#### Recorded data:
▬▬▬▬▬▬▬▬▬▬

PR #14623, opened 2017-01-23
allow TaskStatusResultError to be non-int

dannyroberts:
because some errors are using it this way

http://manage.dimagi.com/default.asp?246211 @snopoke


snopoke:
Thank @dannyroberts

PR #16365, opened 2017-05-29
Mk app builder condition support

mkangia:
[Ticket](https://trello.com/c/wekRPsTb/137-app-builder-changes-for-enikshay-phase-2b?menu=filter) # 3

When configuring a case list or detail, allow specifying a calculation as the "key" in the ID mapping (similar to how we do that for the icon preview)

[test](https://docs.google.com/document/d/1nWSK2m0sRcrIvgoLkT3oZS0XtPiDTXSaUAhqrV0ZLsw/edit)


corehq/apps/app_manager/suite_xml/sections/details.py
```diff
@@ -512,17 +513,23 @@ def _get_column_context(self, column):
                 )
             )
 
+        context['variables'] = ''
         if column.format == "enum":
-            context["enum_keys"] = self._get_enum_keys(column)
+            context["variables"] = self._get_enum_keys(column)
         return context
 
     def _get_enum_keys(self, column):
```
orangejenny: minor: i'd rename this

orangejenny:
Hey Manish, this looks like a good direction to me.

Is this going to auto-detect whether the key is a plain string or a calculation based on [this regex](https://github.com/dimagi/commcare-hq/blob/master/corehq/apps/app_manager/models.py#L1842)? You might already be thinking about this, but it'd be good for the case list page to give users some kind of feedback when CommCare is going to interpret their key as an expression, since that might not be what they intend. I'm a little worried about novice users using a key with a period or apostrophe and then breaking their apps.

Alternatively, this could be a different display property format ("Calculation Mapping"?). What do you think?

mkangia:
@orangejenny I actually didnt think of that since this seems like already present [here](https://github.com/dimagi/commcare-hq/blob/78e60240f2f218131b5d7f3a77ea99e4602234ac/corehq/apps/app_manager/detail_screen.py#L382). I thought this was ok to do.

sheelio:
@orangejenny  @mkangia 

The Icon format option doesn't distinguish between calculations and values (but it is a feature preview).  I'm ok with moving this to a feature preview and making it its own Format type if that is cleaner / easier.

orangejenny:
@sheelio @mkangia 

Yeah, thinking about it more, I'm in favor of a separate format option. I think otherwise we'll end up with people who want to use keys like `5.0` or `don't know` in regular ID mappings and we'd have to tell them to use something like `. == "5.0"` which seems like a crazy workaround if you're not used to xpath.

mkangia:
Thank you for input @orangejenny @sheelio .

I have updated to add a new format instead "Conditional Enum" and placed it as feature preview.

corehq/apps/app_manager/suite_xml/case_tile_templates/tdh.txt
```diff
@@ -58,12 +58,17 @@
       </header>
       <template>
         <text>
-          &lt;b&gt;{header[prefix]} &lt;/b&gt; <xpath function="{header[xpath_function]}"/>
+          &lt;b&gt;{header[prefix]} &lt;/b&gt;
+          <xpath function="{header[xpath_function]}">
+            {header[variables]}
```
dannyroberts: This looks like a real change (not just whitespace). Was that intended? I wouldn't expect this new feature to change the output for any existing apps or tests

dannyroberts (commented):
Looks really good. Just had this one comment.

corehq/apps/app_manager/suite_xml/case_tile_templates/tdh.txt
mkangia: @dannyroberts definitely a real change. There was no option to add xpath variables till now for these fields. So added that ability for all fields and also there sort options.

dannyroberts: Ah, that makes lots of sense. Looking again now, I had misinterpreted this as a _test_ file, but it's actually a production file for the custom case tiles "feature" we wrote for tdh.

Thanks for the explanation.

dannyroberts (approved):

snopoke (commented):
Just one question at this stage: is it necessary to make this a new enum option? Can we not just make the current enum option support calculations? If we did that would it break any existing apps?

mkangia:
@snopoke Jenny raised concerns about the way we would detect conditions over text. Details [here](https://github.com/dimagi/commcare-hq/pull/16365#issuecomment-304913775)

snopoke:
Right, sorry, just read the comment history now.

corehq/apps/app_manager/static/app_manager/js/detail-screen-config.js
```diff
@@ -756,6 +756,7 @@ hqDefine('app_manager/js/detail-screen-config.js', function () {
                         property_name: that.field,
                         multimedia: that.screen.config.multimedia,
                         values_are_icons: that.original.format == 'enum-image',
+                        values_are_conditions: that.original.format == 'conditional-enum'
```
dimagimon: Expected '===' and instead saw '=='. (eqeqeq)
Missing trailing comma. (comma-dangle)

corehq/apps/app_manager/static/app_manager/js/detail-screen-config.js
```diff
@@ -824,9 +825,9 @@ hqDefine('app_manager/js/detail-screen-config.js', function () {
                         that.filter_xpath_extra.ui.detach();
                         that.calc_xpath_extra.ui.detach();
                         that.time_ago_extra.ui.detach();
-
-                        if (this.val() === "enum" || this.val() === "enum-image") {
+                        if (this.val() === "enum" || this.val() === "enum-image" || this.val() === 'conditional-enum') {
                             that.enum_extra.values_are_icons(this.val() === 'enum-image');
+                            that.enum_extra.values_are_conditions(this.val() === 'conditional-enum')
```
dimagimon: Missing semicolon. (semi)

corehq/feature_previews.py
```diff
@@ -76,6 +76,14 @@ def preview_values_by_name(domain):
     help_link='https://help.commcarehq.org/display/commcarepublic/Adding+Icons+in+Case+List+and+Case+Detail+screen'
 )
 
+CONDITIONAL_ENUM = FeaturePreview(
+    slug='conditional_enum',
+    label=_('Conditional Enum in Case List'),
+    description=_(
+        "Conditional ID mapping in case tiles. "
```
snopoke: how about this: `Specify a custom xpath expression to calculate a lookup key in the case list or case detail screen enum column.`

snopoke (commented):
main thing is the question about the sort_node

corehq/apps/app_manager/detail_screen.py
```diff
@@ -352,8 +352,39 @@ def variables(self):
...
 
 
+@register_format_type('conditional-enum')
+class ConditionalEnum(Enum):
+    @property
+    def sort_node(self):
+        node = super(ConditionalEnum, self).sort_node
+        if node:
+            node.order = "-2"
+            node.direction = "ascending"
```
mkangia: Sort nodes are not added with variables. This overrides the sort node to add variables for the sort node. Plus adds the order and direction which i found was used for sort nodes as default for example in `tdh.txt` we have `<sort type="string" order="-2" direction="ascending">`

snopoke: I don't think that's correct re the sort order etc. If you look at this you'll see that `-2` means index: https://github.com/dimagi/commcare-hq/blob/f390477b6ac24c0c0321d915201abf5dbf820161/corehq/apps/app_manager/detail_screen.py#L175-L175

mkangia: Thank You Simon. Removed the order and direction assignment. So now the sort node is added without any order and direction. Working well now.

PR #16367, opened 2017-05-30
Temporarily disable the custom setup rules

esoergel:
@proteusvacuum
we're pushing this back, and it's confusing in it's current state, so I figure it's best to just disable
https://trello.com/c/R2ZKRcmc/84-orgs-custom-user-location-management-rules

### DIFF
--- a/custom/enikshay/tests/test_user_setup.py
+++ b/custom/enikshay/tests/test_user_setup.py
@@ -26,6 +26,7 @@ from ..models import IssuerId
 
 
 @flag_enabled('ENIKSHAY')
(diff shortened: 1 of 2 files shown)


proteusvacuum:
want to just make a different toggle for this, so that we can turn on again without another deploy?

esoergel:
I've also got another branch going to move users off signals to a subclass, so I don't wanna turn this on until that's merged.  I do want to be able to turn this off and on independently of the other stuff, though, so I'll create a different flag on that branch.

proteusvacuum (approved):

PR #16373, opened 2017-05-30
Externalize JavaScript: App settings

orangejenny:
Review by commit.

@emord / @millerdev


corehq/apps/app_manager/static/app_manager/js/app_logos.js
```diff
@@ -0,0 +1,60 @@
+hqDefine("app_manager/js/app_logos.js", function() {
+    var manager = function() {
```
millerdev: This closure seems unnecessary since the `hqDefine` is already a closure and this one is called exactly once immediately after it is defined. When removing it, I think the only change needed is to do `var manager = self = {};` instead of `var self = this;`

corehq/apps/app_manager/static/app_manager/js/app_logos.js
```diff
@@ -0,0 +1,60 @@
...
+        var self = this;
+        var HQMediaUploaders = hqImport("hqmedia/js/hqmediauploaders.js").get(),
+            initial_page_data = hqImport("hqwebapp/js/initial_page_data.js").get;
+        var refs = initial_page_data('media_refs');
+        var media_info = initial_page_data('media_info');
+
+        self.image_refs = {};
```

▬▬▬▬▬▬▬▬▬▬

For each line above that contains "prefix", make a copy.

#### The completed task:
-          &lt;b&gt;{header[prefix]} &lt;/b&gt; <xpath function="{header[xpath_function]}"/>
+          &lt;b&gt;{header[prefix]} &lt;/b&gt;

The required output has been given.